*** Records provided ***
PR #4566, opened 2021-01-21
Check if the accepted_error was not raised from test code

asi1024:
When using `testing.numpy_cupy_**` testing helpers, both NumPy and CuPy raise the same error type if the test script has a bug, for example, the wrong number of parameters.

This PR avoids passing such a wrong test unexpectedly.

Rel. https://github.com/cupy/cupy/pull/3702


kmaehashi:
pfnCI, test this please.

kmaehashi (approved):
LGTM!

PR #4567, opened 2021-01-23
Support stream capture

leofang:
This PR adds the minimal support to use CUDA graphs. CUDA graphs can be created in two ways:
1. stream capture: any work queued on the capturing stream becomes a node in the graph, and by ending capturing a graph is returned for launching (on any stream, which can be different from the one used to capture). This is what this PR supports.
2. graph API: the nodes of a graph can be built up using the new APIs, but [there're too many of them](https://docs.nvidia.com/cuda/cuda-runtime-api/group__CUDART__GRAPH.html#group__CUDART__GRAPH) that I think is generally hard to use in a pythonic CuPy code.

A basic usage is like this:
```python
import cupy as cp

a = cp.random.randint(0, 10, 100, dtype=np.int32)
s = cp.cuda.Stream(non_blocking=True)

with s:
    s.begin_capture()
    a += 3
    a = cp.abs(a)
    g = s.end_capture()  # work is queued, but not yet launched
g.launch()
s.synchronize()

print(a)
```
Note that the capturing stream has to be non-blocking (thus it can't be the legacy default stream), otherwise a runtime error would be raised.


emcastillo:
Support for graph API?

leofang:
Right, but only very minimal ones, just enough for stream capturing to work. I have no interest (for now) to support the full graph APIs (for manually constructing the graphs). I'll explain further in the PR description.

I've done some quick tests and it seems to provide a little performance improvements as promised, but I need to check more on its robustness.

leofang:
This wouldn't work for certain CuPy functionalities such as `nonzero`/`argwhere`/etc, in which some synchronization calls are made. For example, this is a common idiom:
```python
if int(output[-1]) > 0:  # synchronize!
    # do something
```
Internally, if on a stream the copy is done asynchronously, so it can be captured (i.e. delayed). But the `int` conversion is a Python (host) operation that cannot be delayed, so the value could be incorrect. This is a very minimal reproducer:
```python
import cupy as cp
import numpy as np


a = cp.random.randint(0, 10, 100, dtype=np.int32)
buf = np.empty((1,), dtype=np.int32)
s = cp.cuda.Stream(non_blocking=True)

with s:
    s.begin_capture()
    a[-1].data.copy_to_host_async(buf.ctypes.data, 4, s)  # only async copy, no host operation
    last = int(a[-1])  # async copy + host operation 
    g = s.end_capture()
g.launch()
s.synchronize()

assert buf[0] == a[-1]  # this is ok
assert last == a[-1]  # this fails
```

I am looking into possible workarounds, such as wrapping all such host operations right after device-host transfers in `cudaLaunchHostFunc` (#4338) so that they are captured as part of the graph, but it doesn't seem trivial and may require a substantial amount of work. Another option is to delegate the burden to users, but I'd like to know we've exhausted all possible means before considering it.

leofang:
> I am looking into possible workarounds, such as wrapping all such host operations right after device-host transfers in `cudaLaunchHostFunc` (#4338) so that they are captured as part of the graph, but it doesn't seem trivial and may require a substantial amount of work.

I looked into it and it's not possible to work around using `cudaLaunchHostFunc`, as it explicitly forbid *any* CUDA API calls, not even the async ones.

leofang:
I took a cursory look at PyTorch's implementation and found that they only test simple stream capture cases as I did in this PR. @emcastillo Do you know if PyTorch has a strong guarantee that internally there wouldn't be any implicit synchronization so that they can safely adopt this feature, or they just don't care? 😂

leofang:
When testing stream capture with the SVD loop (#4628) I noticed cuBLAS and cuSOLVER do not play nicely with it...An error is raised at the end of capture. Even a trivial code like this fails:
```python
with s:
    s.begin_capture()
    c = cp.matmul(a, b)
    g = s.end_capture()
```
It looks like this works best only when simple operations or custom kernels are invoked, and should not be used with library calls (but, strangely, cuFFT works fine!)

leofang:
@pentschev @maxpkatz @anaruse Any chance you guys have insight on the interoperability between CUDA stream capture and CUDA libraries (see https://github.com/cupy/cupy/pull/4567#issuecomment-776895530 above)? 🙂

pentschev:
I don't know, but asked a question about that internally @leofang , will let you know when I hear back.

leofang:
Thanks, @pentschev. I feel I must have missed something obvious. At least [the cuBLAS doc](https://docs.nvidia.com/cuda/cublas/index.html#CUDA-graphs) says it's safe to capture streams. I will also keep looking into it...Would be great to have a C example to compare.

leofang:
1. Unlike cuBLAS, cuFFT, and cuSPARSE, the cuSOLVER doc has no mention of stream capture, so I suspect it just doesn't work. For the former 3 libraries, a subset of functionality work with stream capture.
2. After merging with master and rebuild this branch, the tiny `matmul` example above (which is based on `gemm` from cuBLAS) works with stream capture 🎉 So either I had a dirty build, or I messed up my branch somehow...

@pentschev Would be great to confirm No.1 😅

pentschev:
> Unlike cuBLAS, cuFFT, and cuSPARSE, the cuSOLVER doc has no mention of stream capture, so I suspect it just doesn't work. For the former 3 libraries, a subset of functionality work with stream capture.

That's correct, cuSOLVER, cuRAND and NPP do _not_ currently support stream capture, as confirmed by @mnicely . Other libraries may have only partial support for stream capture as well.

leofang:
Thanks for confirming, Peter!

pentschev:
From the docs, what I understand is that the latter will _not_ execute the graph. However, I agree it's not clear when it will be executed then, so I queried internally, will reply here when I hear back.

pentschev:
@leofang the reply I got is this:

> When you launch it with `cudaGraphLaunch()`, `cudaGraphUpload()` lets you do some of the work ahead of time.  This allows you to achieve faster launch but may be slower overall.  Some applications can take advantage of pipelining so the increased overhead is worth it.

I followed up to question whether you still have to execute it with `cudaGraphLaunch` after `cudaGraphUpload`, and the answer was positive.

leofang:
Ahh, thanks a lot @pentschev! So am I understanding you correctly that `cudaGraphUpload` is an optional step between the end of capture and `cudaGraphLaunch`?

pentschev:
That's my understanding as well, you can opt to just use `cudaGraphLaunch` by itself.

leofang:
@emcastillo @kmaehashi What are the thoughts from the team regarding this stream capture PR? Given the above discussions it's clear that it would only work with a subset of CUDA/CuPy features, but can still be useful if there're many custom Elementwise/Reduction/Raw Kernels in a workflow. Should I continue polishing it (likely with adding big runtime warnings and/or marking it experimental etc), or would you like to take more time for discussing the design?

johnzlli-tencent:
Is this feature still in developing？

leofang:
I can quickly resolve conflicts and prepare this PR such that it can be reviewed and merged, however given the above discussions it is clear that stream capturing is more limited than I expected and is thus not as powerful/intuitive as it should have been. For library/framework maintainers like the CuPy team, it is not easy to explain what can be captured and what can't, so I guess it's part of the reason we did not pursue it actively. 

@johnzlli-tencent would you mind sharing how you intended to use this feature?

johnzlli-tencent:
> I can quickly resolve conflicts and prepare this PR such that it can be reviewed and merged, however given the above discussions it is clear that stream capturing is more limited than I expected and is thus not as powerful/intuitive as it should have been. For library/framework maintainers like the CuPy team, it is not easy to explain what can be captured and what can't, so I guess it's part of the reason we did not pursue it actively.
> 
> @johnzlli-tencent would you mind sharing how you intended to use this feature?

We have many small operators writing in cupy. And we want to speed up the whole pipeline by multiple streams. But this idea is not work. Because our operators is too small, and the bottleneck seems to be the latency of cuda kernel launch. We made a test in c++ which use stream capture mechanism to define a graph and then launch the graph. In this case, even all kernels are still small, but there is significant improvement with multiple streams.

kmaehashi:
> What are the thoughts from the team regarding this stream capture PR? Given the above discussions it's clear that stream capture (or more generally CUDA graphs) would only work with a subset of CUDA/CuPy features, but can still be useful if there're many custom Elementwise/Reduction/Raw Kernels in a workflow.

I think we can introduce the stream capturing by fixing these functions to raise an exception if the current stream is capturing:
* memory copy is requested (both D2H and H2D, but not D2D)
* `cupy_backends.cuda.apis.*.setStream()` (for libraries not supporting CUDA graph)

leofang:
Thanks, @kmaehashi. Quick question:
> * `cupy_backends.cuda.apis.*.setStream()` (for libraries not supporting CUDA graph)

Is the purpose to make the stream-capture support more stringent than it should be (which I am fine with)? For example, what if some library APIs begin to support capture in a later CUDA release? I am asking because I noticed a previously failing example (https://github.com/cupy/cupy/pull/4567#issuecomment-776895530) is now passing (on CUDA 11.4). 

I doubt we wanna keep an updated list of (un)supported APIs, so I am fine with making only a limited subset of CuPy APIs supported. Just wanna make sure we are on the same page 🙂

leofang:
Let me do a test drive...

/test mini

kmaehashi:
> > * `cupy_backends.cuda.apis.*.setStream()` (for libraries not supporting CUDA graph)
> 
> Is the purpose to make the stream-capture support more stringent than it should be (which I am fine with)?

Yes, I'm thinking it is better to make it fail-safe.

> For example, what if some library APIs begin to support capture in a later CUDA release?

We can add a branch using e.g. `curandGetVersion()` after we confirm that the library supports CUDA graph.

> I doubt we wanna keep an updated list of (un)supported APIs, so I am fine with making only a limited subset of CuPy APIs supported.

Agree. It is difficult to list-up CuPy APIs supporting CUDA graph, because some routines may compute in a different ways based on conditions (e.g. routines may use cuTENSOR is used when enabled)

leofang:
The CUDA Python CI failures are irrelevant (they are due to the usage of the latest NumPy in the CI, which is 1.22 that just came out a few days ago).

leofang:
@kmaehashi @emcastillo Disabling stream capture for library calls is done in efe82d9. One minor note:

> > For example, what if some library APIs begin to support capture in a later CUDA release?
> 
> We can add a branch using e.g. `curandGetVersion()` after we confirm that the library supports CUDA graph.

I found the support conditions vary across libraries. For example, in cuBLAS one of the requirements involves the pointer mode being set to "device". In cuSPARSE, the routines supporting stream capture require the usage of cudaMallocAsync. In short, the checks are more involved than merely calling `*GetVersion()`. After this PR is merged I will create a meta issue to track and discuss how to support them.

leofang:
One more note: each `is_capturing()` call has an overhead ~0.5 us, not sure if it's acceptable...
```python
>>> with s:
...     s.begin_capture()
...     t1 = time.perf_counter()
...     for i in range(10000):
...             status = s.is_capturing()
...     t2 = time.perf_counter()
...     g = s.end_capture()
... 
>>> (t2-t1)/10000*1E9  # s -> ns
512.0798945426941
```

kmaehashi:
> One more note: each is_capturing() call has an overhead ~0.5 us, not sure if it's acceptable...(I think it's ok.)

I think it's ok. Maybe we can later add a fastpath if needed (skip calling `is_capturing` for `stream == 0 or stream == 2`)

emcastillo:
for some strange reason cuda python tests fail :)

leofang:
@emcastillo see https://github.com/cupy/cupy/pull/4567#issuecomment-1003783206.

leofang:
Thanks for help, @pentschev @emcastillo @kmaehashi!

cupy/cuda/stream.pyx
```diff
@@ -318,6 +319,103 @@ class _BaseStream:
...
+
+        Returns:
+            bool:
+                If the capturing status is successfully queried, the returned
+                value indicates the capturing status. An exception could be
+                raised if such a query is illegal, please refer to the CUDA
+                Programming Guide for detail.
+
+        """
+        # TODO(leofang): is it better to be a property?
```
leofang, line 411: Point for future discussion (cf. `Stream.done`).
*** End of Records provided ***
### Task brief
Set down the lines of the records exactly, from the first one through the line containing "Rel. https://github.com/cupy/cupy/pull/3702", and add nothing else.

### Expected output
PR #4566, opened 2021-01-21
Check if the accepted_error was not raised from test code

asi1024:
When using `testing.numpy_cupy_**` testing helpers, both NumPy and CuPy raise the same error type if the test script has a bug, for example, the wrong number of parameters.

This PR avoids passing such a wrong test unexpectedly.

Rel. https://github.com/cupy/cupy/pull/3702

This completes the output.